The acquisition of the Hambantota port by China has spurred particular alarm in India, which is concerned about Beijing’s growing strategic and economic footprint in the Indian Ocean region.
Struggling to pay its debt to Chinese firms, the nation of Sri Lanka formally handed over the strategic port of Hambantota to China on a 99-year lease. As was the fact that Sri Lanka will also hand over 15,000 acres of land for a Chinese economic zone.
In recent years, China has shored up its presence in the Indian Ocean, investing billions of dollars to build port facilities and plan maritime trade routes as part of its “One Belt, One Road” initiative to help increase its market reach.
Along the way, smaller countries like Sri Lanka have found themselves owing debts they cannot pay. Sri Lanka owes more than $8 billion to state-controlled Chinese firms. This port deal was in return for China writing off a little over one billion dollars worth of Sri Lanka’s enormous bilateral debt to that country.
India is trying to do is to showcase how the Chinese way of infrastructure building — high-interest debt, overpricing and demands on the host country’s foreign policy — is little more than a modern neo-colonial enterprise.
Some 40 kilometers away from Hambantota port in southern Sri Lanka lies an airport that’s been dubbed the world’s emptiest. India, unruffled by the vacant terminals, is looking to snatch up the under-used complex to monitor Beijing’s growing presence in the country.
Hambantota is not the only strategically important infrastructure project to be completed with Chinese aid. Others include the Colombo container terminal expansion and the Colombo reclamation project overlooking Colombo port, a vital hub of India’s shipping.

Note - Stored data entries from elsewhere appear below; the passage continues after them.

PR #328, opened 2023-03-28
fix: test compilation issues

workgroupengineering:
align tests to Avalonia Preview 6. Next step, fixing failed tests.


amwx:
Thanks for taking an interest in this, however, I've been in the process of re-writing the unit tests to use the headless platform (which is what's recommended now) but I keep hitting road blocks with things from upstream. Current issue is [this](https://github.com/AvaloniaUI/Avalonia/issues/10686) where the compositor deadlocks on dispose preventing the unit test app from exiting. No idea when that will get fixed. Best thing I can say right now, just unload the project so it hides the errors. Its what I've been doing.

PR #329, opened 2023-03-29
Symbol font update

### LINKED ISSUE #321: Planned changes to Symbol enum & font
Some updates/fixes coming to the `Symbol` enum and font. Primary goal here is to cut down on repetitive icons and icons without glyphs. 

- Several icons have incorrect glyphs, will be corrected
- Symbols in the enum:
  - `Favorite` will removed. `Star` serves the same purpose
  - `CodeFilled` will be removed
  - Add `CodeHTML` value, code will map to braces ('{ }') and CodeHTML will map to ('</>')
  - `MoreHorizontal` will be removed in favor of just `More`. 
  - `Left`, `Down`, and `Right` will be added (`Up` already exists), these icons are arrows pointing in their respective direction
  - `Setting` will be removed, use `Settings` (singular vs. plural)

- Symbols marked as `Obsolete`
Several symbols are marked as Obsolete as they didn't have glyphs from Fluent UI System icons

image

Symbols in green will be added to the font & have `Obsolete` removed. Symbols in yellow and grey still don't exist, but could probably be made manually in inkscape (or any vector editing app, mostly reusing the existing icons), need to figure out if the system that's used to build the font would support this. Note that this is only an option at this point. `Placeholder` will be removed

- Various `Filled` variants of icons will be removed. These all pertain to icons that are mostly lines, like Chevrons, arrows, etc. These aren't truly filled anyway. The normal versions will remain, though

image

I believe most of these are placed in a special area in the font specifically for FluentAvalonia. If so, they will likely be removed from the font too.

Within the actual font, various icons that didn't previously have glyphs, now do and will be added to the font
image

amwx:
Updates the embedded symbol font & `Symbol` enum with a few changes. Actual changes slighly differ from #321

In the `Symbol` enum:
- Added `CodeHTML` symbol - `Code` is two braces ' { } ', while `CodeHTML` is ' </> '
- `MoreHorizontal` has been removed, just use `More`.
- `Admin`, `BrowsePhotos`, `LeaveChat`, `Manage`, `OtherUser`, `ProtectedDocument`, `Remote`, `RepeatOne`, and `Shuffle` have been un-obsoleted as glyphs now exist for them
- The following `Filled` versions of these Icons have been removed, both from the Symbol enum and the font itself:
(The regular/un-filled variants remain)

image

Various icons within the font itself have been corrected or added - those can be found in #321 

This is the last big thing before I can get the new sample app into a release state. The new app will have a better experience for browsing BOTH the icons in symbol enum and the font itself

closes #321


src/FluentAvalonia/UI/Controls/IconElement/Symbol.cs
```diff
@@ -116,7 +100,7 @@ public enum Symbol
     CloudSyncCompleteFilled = 0xF8044,
     CloudSyncFilled = 0xF8045,
     Code = 0xE943,
-    CodeFilled = 0xF8047,
+    CodeHTML = 0xF8134,
```
robloo, line 103: I know you already merged and this is a nit.

But usually it would be `CodeHtml` following standard/modern .net naming conventions. Just letting you know as this is API related and may not be changeable easily in the future.

src/FluentAvalonia/UI/Controls/IconElement/Symbol.cs
```diff
@@ -1,4 +1,5 @@
-﻿using System;
+﻿// WARNING - DO NOT EDIT THIS FILE MANUALLY
```
robloo, line 1: I'm probably going to add an `/// <auto-generated/>` tag upstream.

PR #331, opened 2023-04-01
Update ColorPicker Control Themes

robloo:
Syncs all ColorPicker control themes with upstream changes.

~This is currently draft because it requires latest Avalonia nightly to build.~


robloo:
@amwx Due to upstream preview 7 release I marked this as ready for review. It can be merged after https://github.com/amwx/FluentAvalonia/pull/345.

Let me know if you want me to rebase it on PR 345 directly though.

amwx:
Apologies @robloo. I forgot about this and have already pushed out preview7. It doesn't look like anything critical was changed as it still seems to function, but if there is let me know and I can push out a 7.1 with this PR.

robloo:
I don't need the changes in this preview and those that do  are using custom styles already so they just needed it in upstream Avalonia. This can wait for RC I think.

PR #337, opened 2023-04-11
Enable CodeViewer in samples

hez2010:
- Enable CodeViewer in samples
- Use Json source generator to avoid trimming issue
  - Change `init` to `set` as json source generator in .NET 7 doesn't support `init` properties yet, we can revert them back once we upgrade to .NET 8

image


robloo:
I know a new Samples app was being worked on. That might make this obsolete.

hez2010:
Closing as a new sample app is coming.

PR #338, opened 2023-04-12
Unsubscribe from ColorValuesChanged on window close

RobertBeekman:
I noticed an issue where any closed window would stay in memory indefinitely.

This is troublesome for applications with tray icons because it means no part of the UI ever gets GC'd after the main window closes.

dotMemory pointed out this event handler as the culprit so I made it unsubscribe when the related window has closed.


amwx (approved):
Darn event handlers :) Thanks!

China is now gaining not only a military advantage but also a commercial edge in South Asia. As per a TOI report, when the China-Sri Lanka free trade agreement (FTA) comes through, Chinese business will be capable of using India’s FTA with Sri Lanka to gain backdoor entry into Indian markets. China has sprung a surprise by signing an FTA with Maldives, a country till now dependent on India for almost everything.